Prompt ▸ Among the lines below, copy each one in which "macros" appears.

Saved data entries
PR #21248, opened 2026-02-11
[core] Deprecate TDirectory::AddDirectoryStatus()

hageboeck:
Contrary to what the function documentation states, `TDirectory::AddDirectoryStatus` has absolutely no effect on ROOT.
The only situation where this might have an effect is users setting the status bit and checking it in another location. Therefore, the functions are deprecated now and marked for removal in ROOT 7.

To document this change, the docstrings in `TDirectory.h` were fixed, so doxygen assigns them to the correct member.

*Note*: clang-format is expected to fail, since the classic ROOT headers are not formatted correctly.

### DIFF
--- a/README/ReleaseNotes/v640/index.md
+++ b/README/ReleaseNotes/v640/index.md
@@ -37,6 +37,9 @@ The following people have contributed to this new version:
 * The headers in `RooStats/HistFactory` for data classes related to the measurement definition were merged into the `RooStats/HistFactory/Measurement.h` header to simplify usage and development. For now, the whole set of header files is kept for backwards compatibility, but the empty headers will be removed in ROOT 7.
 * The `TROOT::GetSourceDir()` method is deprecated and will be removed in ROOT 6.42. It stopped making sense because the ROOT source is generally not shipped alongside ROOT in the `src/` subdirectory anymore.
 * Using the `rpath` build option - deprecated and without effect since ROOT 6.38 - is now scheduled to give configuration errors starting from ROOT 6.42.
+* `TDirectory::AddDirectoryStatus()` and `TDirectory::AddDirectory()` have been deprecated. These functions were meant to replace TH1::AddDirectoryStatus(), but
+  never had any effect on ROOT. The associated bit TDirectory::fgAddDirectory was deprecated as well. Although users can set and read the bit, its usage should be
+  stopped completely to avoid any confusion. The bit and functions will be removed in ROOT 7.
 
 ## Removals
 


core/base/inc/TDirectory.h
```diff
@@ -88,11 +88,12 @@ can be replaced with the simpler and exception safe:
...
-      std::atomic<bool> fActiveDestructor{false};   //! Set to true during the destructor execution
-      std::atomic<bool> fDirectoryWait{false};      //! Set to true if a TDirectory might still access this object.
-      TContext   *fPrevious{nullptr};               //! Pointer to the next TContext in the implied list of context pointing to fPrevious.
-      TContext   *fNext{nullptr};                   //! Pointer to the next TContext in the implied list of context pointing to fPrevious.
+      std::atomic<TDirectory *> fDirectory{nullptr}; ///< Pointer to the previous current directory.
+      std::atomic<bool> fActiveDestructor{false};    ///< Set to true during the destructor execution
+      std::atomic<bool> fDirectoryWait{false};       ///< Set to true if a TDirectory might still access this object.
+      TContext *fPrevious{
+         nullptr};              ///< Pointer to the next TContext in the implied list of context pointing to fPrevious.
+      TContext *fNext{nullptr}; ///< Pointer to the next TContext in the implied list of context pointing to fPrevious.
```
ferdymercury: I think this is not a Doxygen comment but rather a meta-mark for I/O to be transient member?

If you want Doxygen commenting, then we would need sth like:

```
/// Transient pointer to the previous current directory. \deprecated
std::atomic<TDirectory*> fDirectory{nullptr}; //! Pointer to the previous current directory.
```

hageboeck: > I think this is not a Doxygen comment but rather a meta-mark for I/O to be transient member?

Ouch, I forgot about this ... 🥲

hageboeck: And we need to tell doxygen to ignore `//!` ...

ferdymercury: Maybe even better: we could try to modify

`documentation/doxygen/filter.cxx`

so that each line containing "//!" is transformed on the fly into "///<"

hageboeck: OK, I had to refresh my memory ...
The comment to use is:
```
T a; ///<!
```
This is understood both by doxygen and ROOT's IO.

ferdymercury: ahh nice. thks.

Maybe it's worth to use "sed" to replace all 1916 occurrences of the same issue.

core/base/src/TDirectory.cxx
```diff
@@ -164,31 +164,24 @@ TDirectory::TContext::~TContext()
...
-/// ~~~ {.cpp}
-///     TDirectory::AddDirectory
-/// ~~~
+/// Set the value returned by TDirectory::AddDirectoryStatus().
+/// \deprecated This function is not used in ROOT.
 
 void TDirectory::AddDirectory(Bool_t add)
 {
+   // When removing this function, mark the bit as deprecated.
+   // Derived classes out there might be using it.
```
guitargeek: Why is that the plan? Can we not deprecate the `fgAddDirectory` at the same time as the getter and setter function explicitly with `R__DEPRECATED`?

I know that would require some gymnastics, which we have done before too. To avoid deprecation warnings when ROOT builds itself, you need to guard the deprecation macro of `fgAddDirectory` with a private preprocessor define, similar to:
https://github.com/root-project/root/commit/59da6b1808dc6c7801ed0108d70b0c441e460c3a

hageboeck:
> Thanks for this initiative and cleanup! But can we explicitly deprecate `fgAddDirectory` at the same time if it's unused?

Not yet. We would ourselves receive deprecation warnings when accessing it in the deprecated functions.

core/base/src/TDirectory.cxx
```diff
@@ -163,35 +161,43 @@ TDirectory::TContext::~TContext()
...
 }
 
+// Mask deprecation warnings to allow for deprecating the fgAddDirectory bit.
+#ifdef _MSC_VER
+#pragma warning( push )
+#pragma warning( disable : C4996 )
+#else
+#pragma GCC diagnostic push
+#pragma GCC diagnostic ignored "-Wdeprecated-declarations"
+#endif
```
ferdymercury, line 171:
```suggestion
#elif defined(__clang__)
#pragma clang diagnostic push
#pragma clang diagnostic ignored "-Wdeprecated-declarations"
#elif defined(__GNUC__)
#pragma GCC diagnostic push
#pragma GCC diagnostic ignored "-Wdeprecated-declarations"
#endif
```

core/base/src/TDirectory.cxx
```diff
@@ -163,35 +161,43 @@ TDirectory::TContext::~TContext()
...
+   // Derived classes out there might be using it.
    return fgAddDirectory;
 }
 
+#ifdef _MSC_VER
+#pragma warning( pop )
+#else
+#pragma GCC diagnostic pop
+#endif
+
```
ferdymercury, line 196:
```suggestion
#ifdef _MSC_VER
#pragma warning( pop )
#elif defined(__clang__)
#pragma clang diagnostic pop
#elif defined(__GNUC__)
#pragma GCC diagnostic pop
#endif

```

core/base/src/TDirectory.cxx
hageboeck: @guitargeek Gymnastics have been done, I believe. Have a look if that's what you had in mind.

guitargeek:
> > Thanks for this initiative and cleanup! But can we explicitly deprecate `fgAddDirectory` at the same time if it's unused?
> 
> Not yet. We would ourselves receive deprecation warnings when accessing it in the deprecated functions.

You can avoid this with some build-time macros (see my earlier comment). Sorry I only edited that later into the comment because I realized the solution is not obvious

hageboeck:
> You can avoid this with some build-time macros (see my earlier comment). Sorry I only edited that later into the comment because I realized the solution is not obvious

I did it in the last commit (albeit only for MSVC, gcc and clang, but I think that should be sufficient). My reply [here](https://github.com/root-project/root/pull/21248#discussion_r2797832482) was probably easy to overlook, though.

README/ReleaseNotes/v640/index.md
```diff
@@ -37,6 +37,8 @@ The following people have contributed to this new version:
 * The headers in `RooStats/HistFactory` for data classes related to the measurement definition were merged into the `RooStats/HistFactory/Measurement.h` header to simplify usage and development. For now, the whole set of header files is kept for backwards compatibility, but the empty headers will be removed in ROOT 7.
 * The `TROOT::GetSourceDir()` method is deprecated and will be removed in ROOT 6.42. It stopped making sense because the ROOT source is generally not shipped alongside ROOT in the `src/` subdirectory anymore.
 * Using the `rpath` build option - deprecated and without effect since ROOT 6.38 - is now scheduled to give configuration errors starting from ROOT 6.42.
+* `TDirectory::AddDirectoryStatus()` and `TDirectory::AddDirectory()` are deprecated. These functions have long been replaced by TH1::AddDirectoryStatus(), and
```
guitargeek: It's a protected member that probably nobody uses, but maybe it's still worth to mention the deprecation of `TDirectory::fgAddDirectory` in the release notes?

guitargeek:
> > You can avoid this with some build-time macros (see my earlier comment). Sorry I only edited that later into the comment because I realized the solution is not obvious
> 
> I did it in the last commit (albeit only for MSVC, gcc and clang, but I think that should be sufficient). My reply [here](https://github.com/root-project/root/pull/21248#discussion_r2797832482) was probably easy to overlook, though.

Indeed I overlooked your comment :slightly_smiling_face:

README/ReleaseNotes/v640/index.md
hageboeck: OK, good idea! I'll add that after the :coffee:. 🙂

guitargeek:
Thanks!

Solution for this problem ▸
You can avoid this with some build-time macros (see my earlier comment). Sorry I only edited that later into the comment because I realized the solution is not obvious
> You can avoid this with some build-time macros (see my earlier comment). Sorry I only edited that later into the comment because I realized the solution is not obvious
> > You can avoid this with some build-time macros (see my earlier comment). Sorry I only edited that later into the comment because I realized the solution is not obvious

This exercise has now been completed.